• EXERCISE AIM
From the data below, please reproduce exactly everything from the line that contains "Merging to get" down to the line that contains "feat: support cat-blocks as an optional theme", with both ends included.

• LISTED RECORDS
PR #360, opened 2025-10-22
feat: add onClickLogin on the main GUI component

georgyangelov:
Allows overriding what happens when the Login button in the header is clicked. In some cases we want to be able to open a popup, not just render a user/pass dialog as in current Scratch.

### Proposed Changes

Exposes `onClickLogin` event to the embedder app. Preserves current behavior if it's not passed.

### Reason for Changes

NGP

### Test Coverage

I have not ^^ but current tests should still pass.


MiroslavDionisiev (approved):

KManolov3 (approved):
Looks good and safe

PR #361, opened 2025-10-22
Update LICENSE and TRADEMARK files

### LINKED ISSUE #359: Licensing Discrepancy
It looks like each of the sub-projects/packages in this monorepo still have MIT licenses at their root (all of the copyrights haven't been updated since 2016 and the commit says it was from 9yrs ago), but the root project is AGPLv3 (its addition seemingly from a year ago coming with a commit message that says something like "switching to AGPL").

I'm assuming that the AGPLv3 is supposed to cover all the projects and the MIT licenses were just left behind, but this may be confusing as I believe some projects with complex licensing structures sometimes offer sub components of a project with more permissive licensing.

The reason why I discovered this at all was because I looked to see if the VM was maybe licensed differently than the rest of the project to make embedding it lower friction for 3rd parties, but then came to find that all the other packages had MIT licenses, and I am guessing that it's not _only_ the shell scripts that are intended to be covered by AGPL.

cwillisf:
### Resolves

- Fixes #359

### Proposed Changes

Makes our license and trademark policy consistent and available across:
- the repository
- all packages within the repository
- published packages in the npm registry

Specifically:
1. remove outdated `LICENSE` files
2. update `TRADEMARK` file with current information
3. add a script to copy `LICENSE` and `TRADEMARK` into each package/workspace
4. run that script and commit the results

Note that some commits associated with this work were accidentally committed to `develop` directly. I have adjusted the repository's GitHub settings to block myself from doing that again in the future :sweat_smile:

### Reason for Changes

Prior to today's changes:

- The `LICENSE` file in this repository's root disagreed with the `LICENSE` file in each of the workspaces/packages, which retained the old license.
- There was no `TRADEMARK` file in the root of the repository.
- The `TRADEMARK` file in each workspace/package was out of date.

### DIFF
--- a/TRADEMARK
+++ b/TRADEMARK
@@ -1,0 +1,1 @@
+The Scratch trademarks, including the Scratch name, logo, the Scratch Cat, Gobo, Pico, Nano, Tera and Giga graphics (the "Marks"), are property of the Scratch Foundation. Marks may not be used to endorse or promote products derived from this software without specific prior written permission.
--- a/package.json
+++ b/package.json
@@ -17,6 +17,7 @@
     "prepare": "husky install",
     "test": "npm test --workspaces",
     "refresh-gh-workflow": "ts-node scripts/build-gha-workflows.ts",
+    "update-legal": "npm --workspaces exec -c 'rm -f ./{LICENSE,TRADEMARK} && cp -f ../../{LICENSE,TRADEMARK} .'",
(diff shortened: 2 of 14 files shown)


cwillisf:
GitHub's diffing doesn't seem to handle symlinks correctly: the LICENSE file in each package was previously a symlink, and is now a regular file containing the text of the AGPL v3.0 license.

PR #363, opened 2025-10-23
Update jest and ts-jest to v29

cwillisf:
### Resolves

- Attempts to update `scratch-paint` in `scratch-gui` are currently failing due to a dependency conflict between versions of the `typescript` package.

### Proposed Changes

Update `jest` and `ts-jest` to version 29.

Supporting change: `scratch-vm` now explicitly exports block types.

BREAKING CHANGE: `scratch-vm` now lists default exports under ".", which may be incompatible with some tools.

### Reason for Changes

The old version of `ts-jest` was only compatible with `typescript@<4`. Since `scratch-paint` indirectly requires `typescript@^5`, that was a problem.

Updating to a newer version of `ts-jest` required updating `jest` and (in our case) adding `jest-environment-jsdom`. Major version mismatches in that group can cause very strange failures, such as jestjs/jest#15674.

This caused some minor changes in snapshot behavior and async timing, so I fixed up some unit tests for that.

Updating to a newer `jest` also caused a change in module resolution, breaking the import of `scratch-vm`'s `BlockType` enum in `scratch-gui/test/unit/util/define-dynamic-block.test.js`. To fix that, I added an explicit export for `block-type` in the `exports` section of `scratch-vm`'s `package.json` file.

Adding a sub-path export to `scratch-vm`'s `exports` meant adjusting the top-level exports to all be subpaths, moving the existing conditional exports underneath the `"."` subpath.

I don't know why she swallowed the fly.

### Test Coverage

Covered by existing tests.

### DIFF
--- a/package-lock.json
+++ b/package-lock.json
@@ -156,7 +156,6 @@
       "resolved": "https://registry.npmjs.org/@babel/core/-/core-7.28.4.tgz",
       "integrity": "sha512-2BCOP7TN8M+gVDj7/ht3hsaO/B/n5oDbiAyyvnRlNOs+u1o+JWNYTQrmpuNp1/Wq2gcFrI01JAW+paEKDMx/CA==",
       "license": "MIT",
-      "peer": true,
       "dependencies": {
         "@babel/code-frame": "^7.27.1",
         "@babel/generator": "^7.28.3",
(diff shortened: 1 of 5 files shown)


KManolov3:
Looks good.. changes as a whole seem tame enough, given the major version bumps.
Hopefully we don't reach the latter verses of the rhyme :)

KManolov3 (approved):

PR #367, opened 2025-10-29
Merge React 18 hotfix to develop

cwillisf:
### Proposed Changes

Merge the changes from the recent React 18 hotfix to `develop`

### Reason for Changes

Don't want to un-deploy the fix with our next regular release :)

### Test Coverage

The fix itself has been through QA already. We'll manually test the integration with our upcoming QA cycle. This one's tricky to test in an automated way, especially since we actually don't want this behavior in the long run.


cwillisf:
Merging to get `develop` settled, then I'll work on the test failures. I suspect the problem is related to `package-lock.json` weirdness and not a "real" test failure, but we'll see...

PR #374, opened 2025-11-04
feat: support cat-blocks as an optional theme

KManolov3:
### Resolves

https://scratchfoundation.atlassian.net/browse/UEPR-416

### Proposed Changes

- Rename "theme" to "color mode" in most places in the code to better align with its current meaning.
- Extract a reusable component for persistent editor settings
- Add a new theme menu, with an option for cat-blocks

### Reason for Changes

As part of the membership initiative, we want to reintroduce the cat blocks theme as an optional theme for supporters of Scratch


adzhindzhi (commented):
Great start! It does raise some UX questions, such as how we would toggle this on/off, where it would live in the UI, and whether we'd want to use it along with the high contrast theme (likely yes), etc. But that's not something we need to figure out now.

packages/scratch-gui/src/components/gui/gui.jsx
```diff
@@ -518,6 +523,8 @@ GUIComponent.defaultProps = {
     basePath: './',
     blocksId: 'original',
     canChangeLanguage: true,
+    canChangeColorMode: true,
+    // TODO: Make this depend on membership status
     canChangeTheme: true,
```
cwillisf: I don't think any change is necessary right now, but I can imagine a world where everyone can change themes, but some specific themes are exclusive. It might be that the theme menu should show up if `.some(theme => theme.isAvailable(me))` or something like that. That could work if, for example, we still want cat blocks for everyone once a year.

packages/scratch-gui/src/containers/blocks.jsx
```diff
@@ -699,7 +700,7 @@ const mapStateToProps = state => ({
     toolboxXML: state.scratchGui.toolbox.toolboxXML,
     customProceduresVisible: state.scratchGui.customProcedures.active,
     workspaceMetrics: state.scratchGui.workspaceMetrics,
-    useCatBlocks: isTimeTravel2020(state)
+    useCatBlocks: isTimeTravel2020(state) || state.scratchGui.settings.theme === CAT_BLOCKS_THEME
```
cwillisf, line 703: :+1:

packages/scratch-gui/src/lib/settings/color-mode/persistence.js
```diff
@@ -0,0 +1,47 @@
+import cookie from 'cookie';
+
+import {DEFAULT_MODE, HIGH_CONTRAST_MODE} from '.';
+
+const PREFERS_HIGH_CONTRAST_QUERY = '(prefers-contrast: more)';
+// Technically what we are persisting is the color mode, but for historical reasons,
+// we should continue using 'scratchtheme' as the cookie key.
+const COOKIE_KEY = 'scratchtheme';
```
cwillisf, line 8: :heavy_check_mark:

cwillisf: We might want to migrate this to a new key at some point, but I'd wait until we have a clearer picture of the future of themes and color modes first.

cwillisf (approved):

adzhindzhi (approved):

cwillisf:
Looks like there's a legitimate test failure related to the settings menu. I played around with it locally, and the language & color mode menus weren't consistently closing each other as they should. I think it's related to clicking the submenus rather than hovering over them.

KManolov3:
> Looks like there's a legitimate test failure related to the settings menu. I played around with it locally, and the language & color mode menus weren't consistently closing each other as they should. I think it's related to clicking the submenus rather than hovering over them.

Yeah, that was my bad, I seem to have been a bit overzealous in refactoring 😅. I've returned the corresponding redux actions ensuring only one sibling menu is open.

• FINAL ANSWER
Merging to get `develop` settled, then I'll work on the test failures. I suspect the problem is related to `package-lock.json` weirdness and not a "real" test failure, but we'll see...

PR #374, opened 2025-11-04
feat: support cat-blocks as an optional theme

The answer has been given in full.